(YOUR GOAL)
Search the material below for the word "Unixpath". Copy every line where it is found.

LISTED RECORDS START

PR #443, opened 2024-03-29
Support reload of instances of systemd --user

traylenator:

This change increased the minimum required Puppet version to 6.24.0 or 7.9.0 [PUP-5704](https://puppet.atlassian.net/browse/PUP-5704) to support arrays to the command attribute of the exec type.

Support the calling the `systemd --user daemon-reload` for a particular user.

Example run:
```puppet
notify{'junk':
 notify => Systemd::Daemon_reload['user_foobar'],
}

systemd::daemon_reload{'user_steve':
  user => 'steve',
}
```

This results on a Fedora box:

```
Notice: /Stage[main]/Main/Notify[junk]/message: defined 'message' as 'junk'
Notice: /Stage[main]/Main/Systemd::Daemon_reload[user_steve]/Package[systemd-container]: Triggered 'refresh' from 1 event
Notice: /Stage[main]/Main/Systemd::Daemon_reload[user_steve]/Exec[systemd-user_steve-systemctl-user-steve-daemon-reload]: Triggered 'refresh' from 1 event
```
and a journal (debug on) for `user@1000.service` of

```
Mar 29 10:32:11 fedora systemd[2062]: Created slice background.slice - User Background Tasks Slice.
Mar 29 10:32:11 fedora systemd[2062]: Starting systemd-tmpfiles-clean.service - Cleanup of User's Temporary Files and Directories...
Mar 29 10:32:11 fedora systemd[2062]: Reloading requested from client PID 4379 ('systemctl')...
Mar 29 10:32:11 fedora systemd[2062]: Reloading...
Mar 29 10:32:11 fedora systemd[2062]: Reloading finished in 179 ms.
Mar 29 10:32:11 fedora systemd[2062]: Finished systemd-tmpfiles-clean.service - Cleanup of User's Temporary Files and Directories.
```

Only recent versions of `systemd-run` support the `--machine` option or actually manage to connect to DBUS.

### DIFF
--- a/manifests/daemon_reload.pp
+++ b/manifests/daemon_reload.pp
@@ -7,15 +7,49 @@
 #
 # @param enable
 #   Enable the reload exec
-#
 #   * Added in case users want to disable the reload globally using a resource collector
+#
+# @param user
+#   Specify user name of `systemd --user` to reload. This not supported **below** Redhat 9,
+#   Ubuntu 22.04 or Debian 12.
+#
+# @example Force reload the system systemd
+#   notify{ 'fake event to notify from':
+#     notify => Systemd::Daemon_reload['special']
+#   }
+#   systemd::daemon_reload{ 'special': }
+#
+# @example Force reload a systemd --user
+#   notify{ 'fake event to notify from':
+#     notify => Systemd::Daemon_reload['steve_user']
+#   }
+#   systemd::daemon_reload{ 'steve_user':
+#     user => 'steve',
+#   }
 #
 define systemd::daemon_reload (
   Boolean $enable = true,
+  Optional[String[1]] $user = undef,
 ) {
+  include systemd
+
   if $enable {
-    exec { "${module_name}-${name}-systemctl-daemon-reload":
-      command     => 'systemctl daemon-reload',
+    if $user {
+      if ($facts['os']['family'] == 'RedHat' and versioncmp($facts['os']['release']['major'],'9') < 0 ) or
+      ($facts['os']['name'] == 'Debian' and versioncmp($facts['os']['release']['major'],'12') < 0 ) or
+      ($facts['os']['name'] == 'Ubuntu' and versioncmp($facts['os']['release']['major'],'22.04') < 0 ) {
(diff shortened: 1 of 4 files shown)


manifests/daemon_reload.pp
```diff
@@ -7,15 +7,55 @@
...
+      ($facts['os']['name'] == 'Debian' and versioncmp($facts['os']['release']['major'],'12') < 0 ) or
+      ($facts['os']['name'] == 'Ubuntu' and versioncmp($facts['os']['release']['major'],'22.04') < 0 ) {
+        fail('systemd::daemon_reload_for a user is not supported below RedHat 9, Debian 12 or Ubuntu 22.04')
+      }
+
+      $_title   = "${module_name}-${name}-systemctl-user-${user}-daemon-reload"
+      # Must use full path to systemctl here.
+      $_command = ['machinectl', 'shell' , "${user}@.host", '/usr/bin/systemctl', '--user', 'daemon-reload']
+
+      if $systemd::machinectl_package {
```
bastelfreak, line 48: does it make sense to have an explicit parameter that configures the package installation? People might manage it already on other places in the catalog. That would also allow us to remove the `stdlib::ensure_packages()` call wich isn't 100% reliable anyways.

bastelfreak:
@traylenator I think the bump to Puppet >= 7.9 is missing? (And I'm still torn if that's a breaking change or not).

manifests/daemon_reload.pp
traylenator: I considered it for sure - I decided as it had no apparent configuration you could make for the package it was not needed. Your point is valid that ensure_packages can go wrong. So a 

* `systemd::manage_containers`
* `systemd::containers_package`

and a new class systemd::containers ?

? since that's the package name.

Prefer that?

bastelfreak: I think that's a good way forward.

traylenator:
```
systemd-run --pipe --wait --user --machine straylen@.host systemctl --user daemon-reload
```
is a better command since the return code makes it out.

TheMeier (approved):

PR #444, opened 2024-03-29
New parameters to manage systemd-nspawn

traylenator:

New parameters `systemd::manage_nspawn` defaulting to `false`, if `true` it will ensure that the `machinectl` and `systemd-nspawn` commands are available.

When `true` the systemd_internal_services fact will be populated.

```
facter -p systemd_internal_services
{
  systemd-nspawn@.service => "disabled",
}
```

### DIFF
--- a/manifests/init.pp
+++ b/manifests/init.pp
@@ -31,6 +31,13 @@
 # @param resolved_package
 #   The name of a systemd sub package needed for systemd-resolved if one needs to be installed.
 #
+# @param manage_nspawn
+#   Manage the systemd-nspawn@service and machinectl subsystem.
+#
+# @param nspawn_package
+#   The name of a systemd sub package needed for the nspawn tools machinectl and
+#   systemd-nspawn if one needs to be installed.
+#
 # @param dns
 #   A space-separated list of IPv4 and IPv6 addresses to use as system DNS servers.
 #   DNS requests are sent to one of the listed DNS servers in parallel to suitable
@@ -243,6 +250,8 @@ class systemd (
   Stdlib::CreateResources                             $manage_dropins = {},
   Stdlib::CreateResources                             $udev_rules = {},
   Boolean                                             $manage_coredump = false,
+  Boolean                                             $manage_nspawn = false,
+  Optional[Enum['systemd-container']]                 $nspawn_package = undef,
   Systemd::CoredumpSettings                           $coredump_settings = {},
   Boolean                                             $coredump_backtrace = false,
   Boolean                                             $manage_oomd = false,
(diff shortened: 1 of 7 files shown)


manifests/init.pp
```diff
@@ -243,6 +250,8 @@
   Stdlib::CreateResources                             $manage_dropins = {},
   Stdlib::CreateResources                             $udev_rules = {},
   Boolean                                             $manage_coredump = false,
+  Boolean                                             $manage_nspawn = false,
+  Optional[Enum['systemd-container']]                 $nspawn_package = undef,
```
ekohl, line 254: Does it matter which string this is? If you go this route, why not a boolean?

spec/classes/init_spec.rb
```diff
@@ -279,6 +280,28 @@
...
+            when '7'
+              it { is_expected.not_to contain_package('systemd-container') } # rubocop:disable RSpec/RepeatedExample
+            else
+              it { is_expected.to contain_package('systemd-container').with_ensure('present') } # rubocop:disable RSpec/RepeatedExample
+            end
+          when 'Debian'
+            it { is_expected.to contain_package('systemd-container').with_ensure('present') } # rubocop:disable RSpec/RepeatedExample
+          else
+            it { is_expected.not_to contain_package('systemd-container') } # rubocop:disable RSpec/RepeatedExample
+          end
```
ekohl, line 302: Is this better?
```suggestion
          # rubocop:disable RSpec/RepeatedExample
          case facts[:os]['family']
          when 'RedHat'
            case facts[:os]['release']['major']
            when '7'
              it { is_expected.not_to contain_package('systemd-container') }
            else
              it { is_expected.to contain_package('systemd-container').with_ensure('present') }
            end
          when 'Debian'
            it { is_expected.to contain_package('systemd-container').with_ensure('present') }
          else
            it { is_expected.not_to contain_package('systemd-container') }
          end
          # rubocop:enable RSpec/RepeatedExample
```

ekohl (commented):
I wonder if it makes sense to implement a generic `RedHat-family.yaml` and then a `data/RedHat-family-7.yaml` with
```yaml
systemd::nspawn_package: %
```

manifests/init.pp
traylenator: This is consistent with the systemd-resolved package Enum.

Presumably the thought that random OS in the future would have a new string and it needs recording somewhere.

spec/classes/init_spec.rb
traylenator: I'd say the precise line comments was clearer as to where the "offence" is, more obvious what to do when EL7 dies.

ekohl (approved):

traylenator:
> I wonder if it makes sense to implement a generic `RedHat-family.yaml` and then a `data/RedHat-family-7.yaml` with
> ```yaml
> systemd::nspawn_package: %
> ```

Yeah. I'll do that, am a big fan of making the future default.

ekohl:
Sorry, I meant `~` but that's what you get for quickly trying to review something.

data/Fedora.yaml
```diff
@@ -1,4 +1,5 @@
 ---
+systemd::nspawn_package: 'systemd-container'
```
ekohl, line 2: Isn't this now caught by the RH family?

PR #445, opened 2024-04-03
 Add options to manage file system access options to Service

carthik:
####  Add options to manage file system access options to Service
Added in version 231, systemd provides options to manage file system access options to processes executed by systemd services. Adding these as valid options.

See https://www.freedesktop.org/software/systemd/man/latest/systemd.exec.html#ReadWritePaths= for docs.

n/a


REFERENCE.md
```diff
@@ -2753,6 +2753,11 @@ Struct[{
     Optional['ProtectHome']               => Variant[Boolean, Enum['read-only', 'tmpfs']],
     Optional['BindPaths']                 => Variant[Stdlib::Unixpath,Pattern[/-\/.+/], Array[Variant[Stdlib::Unixpath,Pattern[/-\/.+/]],1]],
     Optional['BindReadOnlyPaths']         => Variant[Stdlib::Unixpath,Pattern[/-\/.+/], Array[Variant[Stdlib::Unixpath,Pattern[/-\/.+/]],1]],
+    Optional['ReadWritePaths']            => Variant[Stdlib::Unixpath,Pattern[/-\/.+/], Array[Variant[Stdlib::Unixpath,Pattern[/-\/.+/]],1]],
```
traylenator, line 2756:
```suggestion
    Optional['ReadWritePaths']            => Variant[Stdlib::Unixpath,Pattern[/^-\/.+/], Array[Variant[Stdlib::Unixpath,Pattern[/^-\/.+/]],1]],
```

and similar. The `-` is always at the start.

traylenator:
Could you add a few examples and counter examples to - https://github.com/voxpupuli/puppet-systemd/blob/master/spec/type_aliases/systemd_unit_service_spec.rb

REFERENCE.md
carthik: Thanks! 
I updated the regular expression to accommodate this (from the systemd docs): 
```
Paths in ReadWritePaths=, ReadOnlyPaths=, InaccessiblePaths=, ExecPaths= and NoExecPaths= may be prefixed with "-", in which case they will be ignored when they do not exist. If prefixed with "+" the paths are taken relative to the root directory of the unit, as configured with RootDirectory=/RootImage=, instead of relative to the root directory of the host (see above). When combining "-" and "+" on the same path make sure to specify "-" first, and "+" second.
```

Tested thus: https://rubular.com/r/oATb23JSEuE0MX

tavin:
due to vendor hardening, `logrotate` is now broken on our prod servers, and we can't use `systemd::manage_dropin` to fix it, until `ReadWritePaths` is added

thanks for your efforts

bastelfreak:
@tavin this is opensource. You can always jump in and pick up the PR or pay someone to implement it for you.

bastelfreak:
This was merged in https://github.com/voxpupuli/puppet-systemd/pull/545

LISTED RECORDS END

(ANSWER BELOW)
     Optional['BindPaths']                 => Variant[Stdlib::Unixpath,Pattern[/-\/.+/], Array[Variant[Stdlib::Unixpath,Pattern[/-\/.+/]],1]],
     Optional['BindReadOnlyPaths']         => Variant[Stdlib::Unixpath,Pattern[/-\/.+/], Array[Variant[Stdlib::Unixpath,Pattern[/-\/.+/]],1]],
+    Optional['ReadWritePaths']            => Variant[Stdlib::Unixpath,Pattern[/-\/.+/], Array[Variant[Stdlib::Unixpath,Pattern[/-\/.+/]],1]],
    Optional['ReadWritePaths']            => Variant[Stdlib::Unixpath,Pattern[/^-\/.+/], Array[Variant[Stdlib::Unixpath,Pattern[/^-\/.+/]],1]],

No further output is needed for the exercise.